Artigo por Rodolfo Fücher, Presidente do Conselho da Associação Brasileira das Empresas de Software – ABES
A industrialização no Brasil começou atrasada, cerca de 200 anos, mas conseguiu ocupar posições de destaque mundialmente. Porém, recentemente vem perdendo espaço como apontou o Vice-presidente e Ministro do Desenvolvimento Industria e Comércio, Dr. Geraldo Alckmin, ao dizer que “Durante boa parte do século XX e até a década de 1980, quando sua participação foi cerca de 20% do PIB.

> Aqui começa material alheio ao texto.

PR #1409, opened 2024-07-23
Solution

pashawarganov:


app/main.py
```diff
@@ -1,8 +1,51 @@
...
+    return num
+
+
 class Car:
-    # write your code here
-    pass
+    def __init__(self,
+                 comfort_class: int,
+                 clean_mark: int,
+                 brand: str) -> None:
```
MNDonut: The best approach in this case is to move all parameters on the next lines after method name

app/main.py
```diff
@@ -1,8 +1,51 @@
...
 
 
 class CarWashStation:
-    # write your code here
-    pass
+    def __init__(self,
+                 distance_from_city_center: float,
+                 clean_power: int,
+                 average_rating: float,
+                 count_of_ratings: int) -> None:
```
MNDonut: The best approach in this case is to move all parameters on the next lines after method name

O que se viu nos últimos anos foi o seu encolhimento, chegando a 11,3% do PIB em 2021”, e que “A reindustrialização é essencial para a retomada do desenvolvimento sustentável”, destacando a urgência de elaborar uma política moderna de desenvolvimento industrial alinhada com a economia verde.

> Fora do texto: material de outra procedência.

PR #1411, opened 2024-07-23
Task 5

Poznanskyi:


app/main.py
```diff
@@ -1,8 +1,43 @@
 class Car:
-    # write your code here
-    pass
+    def __init__(self, comfort_class: int, clean_mark: int, brand: str)\
```
Oleksl888: When you have multiple params it is a best practice to have each parameter on new line. Also we don't use `\` for line breakers as per styling guidelines

app/main.py
```diff
@@ -1,8 +1,43 @@
...
+        self.comfort_class = comfort_class
+        self.clean_mark = clean_mark
+        self.brand = brand
 
 
 class CarWashStation:
-    # write your code here
-    pass
+    def __init__(
+        self, distance_from_city_center: float, clean_power: int,
```
Oleksl888: Same as above - each param must be on separate line

app/main.py
```diff
@@ -1,8 +1,43 @@
...
+        average_rating: float, count_of_ratings: int
+    ) -> None:
+        self.distance_from_city_center = distance_from_city_center
+        self.clean_power = clean_power
+        self.average_rating = average_rating
+        self.count_of_ratings = count_of_ratings
+
+    def serve_cars(self, cars: list) -> float:
```
Oleksl888: Can you specify data type for list contents?

app/main.py
```diff
@@ -1,8 +1,43 @@
...
+        income = 0.0
+        for car in cars:
+            if car.clean_mark < self.clean_power:
+                income += self.calculate_washing_price(car)
+                self.wash_single_car(car)
+        return round(income, 1)
+
+    def calculate_washing_price(self, car: Car) -> float:
+        cost = (
```
Oleksl888: No need to store result of calculation in variable since you are not going to reuse it.

app/main.py
```diff
@@ -1,8 +1,43 @@
...
+        return round(cost, 1)
+
+    def wash_single_car(self, car: Car) -> None:
+        if self.clean_power > car.clean_mark:
+            car.clean_mark = self.clean_power
+
+    def rate_service(self, new_rating: float) -> None:
+        total_rating = self.average_rating * self.count_of_ratings
+        self.count_of_ratings += 1
+        self.average_rating = round(
```
Oleksl888, line 71: Same as above - you can rewrite this formula so you don't have to create total_rating variable

Oleksl888 (changes requested):

app/main.py
```diff
@@ -1,8 +1,50 @@
+from typing import List
+
+
 class Car:
-    # write your code here
-    pass
+    def __init__(self,
+                 comfort_class: int,
+                 clean_mark: int,
+                 brand: str) -> None:
```
MNDonut: The best approach is to move these parameters on the next lines after function name

app/main.py
```diff
@@ -1,8 +1,50 @@
...
+        self.comfort_class = comfort_class
+        self.clean_mark = clean_mark
+        self.brand = brand
```
MNDonut, line 19: Note that some parameters can accept only specific values

app/main.py
```diff
@@ -1,8 +1,50 @@
...
-    pass
+    def __init__(self,
+                 distance_from_city_center: float,
+                 clean_power: int,
+                 average_rating: float,
+                 count_of_ratings: int) -> None:
+        self.distance_from_city_center = distance_from_city_center
+        self.clean_power = clean_power
+        self.average_rating = average_rating
+        self.count_of_ratings = count_of_ratings
```
MNDonut, line 45: Note that some parameters can accept only specific values

app/main.py
```diff
@@ -1,8 +1,50 @@
...
 
 
 class CarWashStation:
-    # write your code here
-    pass
+    def __init__(self,
+                 distance_from_city_center: float,
+                 clean_power: int,
+                 average_rating: float,
+                 count_of_ratings: int) -> None:
```
MNDonut: The best approach is to move these parameters on the next lines after function name

MNDonut (changes requested):

app/main.py
```diff
@@ -2,21 +2,43 @@
...
+            count_of_ratings: int
+    ) -> None:
+        if distance_from_city_center <= 0:
+            raise ValueError("Must be greater than 0")
+
+        if clean_power not in range(0, 11):
+            raise ValueError("Must be between 0 and 10")
+
+        if not (0.0 <= average_rating <= 5.0):
+            raise ValueError("Must be between 0.0 and 5.0")
```
MNDonut, line 37: let's follow the same approach everywhere. Either double comparison or range

MNDonut (changes requested):

app/main.py
```diff
@@ -1,8 +1,75 @@
...
+            average_rating: float,
+            count_of_ratings: int
+    ) -> None:
+        if distance_from_city_center <= 0:
+            raise ValueError("Must be greater than 0")
+
+        if clean_power not in range(0, 11):
+            raise ValueError("Must be between 0 and 10")
+
+        if not (0.0 <= average_rating <= 5.0):
```
MNDonut, line 36: still not fixed. you use here double comparison, but for other ifs use range

app/main.py
```diff
@@ -1,8 +1,75 @@
...
+            * self.average_rating / self.distance_from_city_center,
+            1
+        )
+
+    def wash_single_car(self, car: Car) -> None:
+        if self.clean_power > car.clean_mark:
+            car.clean_mark = self.clean_power
+
+    def rate_service(self, new_rating: float) -> None:
+        if not (0.0 <= new_rating <= 5.0):
```
MNDonut, line 67: the same here

MNDonut (changes requested):

LiudmylaKulinchenko (approved):
Good job 👏

PR #1414, opened 2024-07-24
Solution

vStryhun:


app/main.py
```diff
@@ -1,8 +1,63 @@
...
+    def __init__(
+        self,
+        comfort_class: int,
+        clean_mark: int,
+        brand: str
+    ) -> None:
+        if not (1 <= comfort_class <= 7):
+            print("Error")
+        if not (1 <= clean_mark <= 10):
+            print("Error")
```
MNDonut: What if I add this code at the end?
```
wrong_car = Car(-100, -100, "name")
Car.serve_cars([wrong_car])
```
It'll print this text, but the program will continue to work with incorrect data, thus you should either set correct data or stop program

app/main.py
```diff
@@ -1,8 +1,63 @@
...
+        clean_power: bool,
+        average_rating: float,
+        count_of_ratings: int,
+    ) -> None:
+        if not (1.0 <= distance_from_city_center <= 10.0):
+            print("Error")
+        if not (1 <= clean_power <= 10):
+            print("Error")
+        if not (1.0 <= average_rating <= 5.0):
+            print("Error")
```
MNDonut: What if I add this code at the end?
```
wrong_car = Car(-100, -100, "name")
Car.serve_cars([wrong_car])
```
It'll print this text, but the program will continue to work with incorrect data, thus you should either set correct data or stop program

MNDonut (changes requested):

app/main.py
```diff
@@ -6,9 +6,9 @@ def __init__(
         brand: str
     ) -> None:
         if not (1 <= comfort_class <= 7):
-            print("Error")
+            raise ValueError("comfort_class must be between 1 and 7")
         if not (1 <= clean_mark <= 10):
-            print("Error")
+            raise ValueError("clean_mark must be between 1 and 10")
```
MNDonut, line 11: yeah, or just set some default value, but that's okay :)

MNDonut (changes requested):
Tests failed :)

PR #1441, opened 2024-08-10
My solution

lavryniuk-dev:


app/main.py
```diff
@@ -1,8 +1,37 @@
 class Car:
-    # write your code here
-    pass
+    def __init__(self, comfort_class: int, clean_mark: int,
+                 brand: str) -> None:
```
LiudmylaKulinchenko: It's better to make one line - one parameter

LiudmylaKulinchenko (changes requested):

LiudmylaKulinchenko (approved):
Well done 💪

app/main.py
```diff
@@ -1,8 +1,42 @@
 class Car:
-    # write your code here
-    pass
+    def __init__(self,
+                 comfort_class: int,
+                 clean_mark: int,
+                 brand: str) -> None:
```
LiudmylaKulinchenko, line 5: Also, just for you to note, it's more common to make an indentation after parentheses, like in this [checklist ](https://github.com/mate-academy/py-linter-formatter/blob/master/checklist.md) first Good example. So your option is ok, but better to use other one

LiudmylaKulinchenko (approved):
Well done 💪

PR #1458, opened 2024-08-20
Solution

KostiantinPastukh:


app/main.py
```diff
@@ -1,8 +1,53 @@
...
+            count_of_ratings: int
+    ) -> None:
+        self.distance_from_city_center = distance_from_city_center
+        self.clean_power = clean_power
+        self.average_rating = average_rating
+        self.count_of_ratings = count_of_ratings
+
+    def serve_cars(self, cars: list[Car]) -> float:
+        total_income = 0.0
+        cars_list = [car for car in cars if car.clean_mark < self.clean_power]
```
pavlopro: No need allocate memory for this list, just use regular iteration and check that car.clean_mark < self.clean_power

app/main.py
```diff
@@ -1,8 +1,53 @@
...
+        for car in cars_list:
+            total_income += self.calculate_washing_price(car)
+            self.wash_single_car(car)
+        return round(total_income, 1)
```
pavlopro: No need to have this `round `here

app/main.py
```diff
@@ -1,8 +1,53 @@
...
+
+    def rate_service(self, new_rating: float) -> None:
+        total = self.average_rating * self.count_of_ratings
+        self.count_of_ratings += 1
+        self.average_rating = round(
+            (
+                total + new_rating
+            ) / self.count_of_ratings,
+            1
+        )
```
pavlopro, line 52: Please make this more prettier to improve readability

pavlopro (changes requested):

app/main.py
KostiantinPastukh: @pavlopro check new solution plz

vasylhnatiuk (approved):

O uso intensivo da tecnologia da informação, pilar central da transformação digital, tornou-se vital para a competitividade de qualquer nação, para a melhoria de qualidade de vida de sua população e, principalmente, para o crescimento sustentável de sua economia, atraindo investimentos e assegurando uma indústria competitiva e pujante.
Um bom exemplo do benefício do uso intenso da tecnologia da informação, é o resultado do estudo “The Impact Of AI On The World Economy” elaborado pela Mckinsey, que demonstra que as empresas líderes na utilização de IA (Inteligencia Artificial) deverão ter um ganho competitivo na ordem de 25% referente às oportunidades de mercado no mesmo período. Por outro lado, as empresas que ainda não estão investindo em IA poderão perder significativamente competitividade e, consequentemente, mercado. O estudo também aponta que o mesmo gap de competitividade deverá ocorrer entre países.

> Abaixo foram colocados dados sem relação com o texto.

PR #2230, opened 2025-07-01
feat: solution

ArtemZakhar:
Hello)
Have a nice day)

### DIFF
--- a/app/main.py
+++ b/app/main.py
@@ -20,12 +20,7 @@ class CarWashStation:
         self.count_of_ratings = count_of_ratings
 
     def serve_cars(self, cars: list) -> float:
-        result = 0
-
-        for car in cars:
-            result += self.wash_single_car(car)
-
-        return result
+        return sum(self.wash_single_car(car) for car in cars)
 
     def wash_single_car(self, car: Car) -> float:
         if car.clean_mark > self.clean_power:
--- a/app/main.py
+++ b/app/main.py
@@ -1,8 +1,50 @@
 class Car:
-    # write your code here
+    def __init__(self,
+                 comfort_class: int,
+                 clean_mark: int,
+                 brand: str) -> None:
+        self.comfort_class = comfort_class
+        self.clean_mark = clean_mark
+        self.brand = brand
     pass
 
 
 class CarWashStation:
-    # write your code here
-    pass
+    def __init__(self,
+                 distance_from_city_center: float,
+                 clean_power: int,
+                 average_rating: float,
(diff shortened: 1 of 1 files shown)


app/main.py
```diff
@@ -1,8 +1,49 @@
...
-    pass
+    def __init__(self,
+                 distance_from_city_center: float,
+                 clean_power: int,
+                 average_rating: float,
+                 count_of_ratings: int) -> None:
+        self.distance_from_city_center = distance_from_city_center
+        self.clean_power = clean_power
+        self.average_rating = average_rating
+        self.count_of_ratings = count_of_ratings
```
MNDonut, line 33: some attributes have allowed range of values
image

app/main.py
```diff
@@ -1,8 +1,49 @@
...
+
+    def serve_cars(self, cars: list) -> float:
+        result = 0
+
+        for car in cars:
+            result += self.wash_single_car(car)
+
+        return result
```
MNDonut: you can use `sum` function here

MNDonut (changes requested):

app/main.py
ArtemZakhar: @MNDonut so you want me to validate inputs or what?

app/main.py
ArtemZakhar: thank you!

app/main.py
MNDonut: It's the requirement of the task

MNDonut (changes requested):
You still should validate values that are specified in the requirements because, for example, you don't want users to have an ability to set rating not from 1 to 5, but from 1 to 999999999999 in your taxi application .

app/main.py
ArtemZakhar: @MNDonut sorry)

app/main.py
```diff
@@ -3,6 +3,11 @@ def __init__(self,
                  comfort_class: int,
                  clean_mark: int,
                  brand: str) -> None:
+        if comfort_class < 1 or comfort_class > 7:
```
oliasymak24: you can try to use this syntax
`if not 1 <= comfort_class <= 7:`

oliasymak24 (changes requested):
You correctly caught an idea but suggest use other syntax

app/main.py
ArtemZakhar: No way)
Thank you)

oliasymak24 (approved):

Um importante indicador referente à tendência do nível de competitividade de uma nação, de sua economia e de sua indústria é a sua capacidade de absorver tecnologia. Recentemente, a ABES – Associação Brasileira das Empresas de Software apresentou os resultados de seu Estudo Anual, no qual mapeia as tendências do nosso mercado de tecnologia da informação, compreendendo software, serviços e hardware (dispositivos).
Contrariando as nossas expectativas, o estudo apontou um crescimento de apenas 3%, bem abaixo das expectativas de crescimento de dois dígitos esperados, e abaixo da média mundial de 7.4% – eu, particularmente, não me recordo disto ter acontecido alguma vez. O estudo demonstra que ritmo de absorção de tecnologia do Brasil
, caiu em relação aos demais países.
O baixo consumo de tecnologia está diretamente relacionado à perda de competitividade de um país. Ao consumir menos tecnologia, perde a sociedade, perde o governo, perde a economia. E, se a economia perde, há um comprometimento real da pauta de reindustrialização. Um dos principais responsáveis é o indigesto arcabouço tributário, que, ao contrário da tecnologia, não evolui. Um regramento tributário complexo, cria interpretações equivocadas em relação à comercialização de bens e serviços, principalmente ligados ao mercado de tecnologia, impactando e até inviabilizando a disponibilidade de tecnologias de ponta, e onerando seu. E, paralelo a isto, o Brasil ainda engatinha quando o assunto é letramento digital. É muito difícil para qualquer país consumir tecnologia quando há barreiras para acessá-la, como também baixo conhecimento para absorvê-la e aproveitar todo o seu potencial, assegurando um alto nível de competitividade do país – e, aí sim, fomentar a reindustrialização.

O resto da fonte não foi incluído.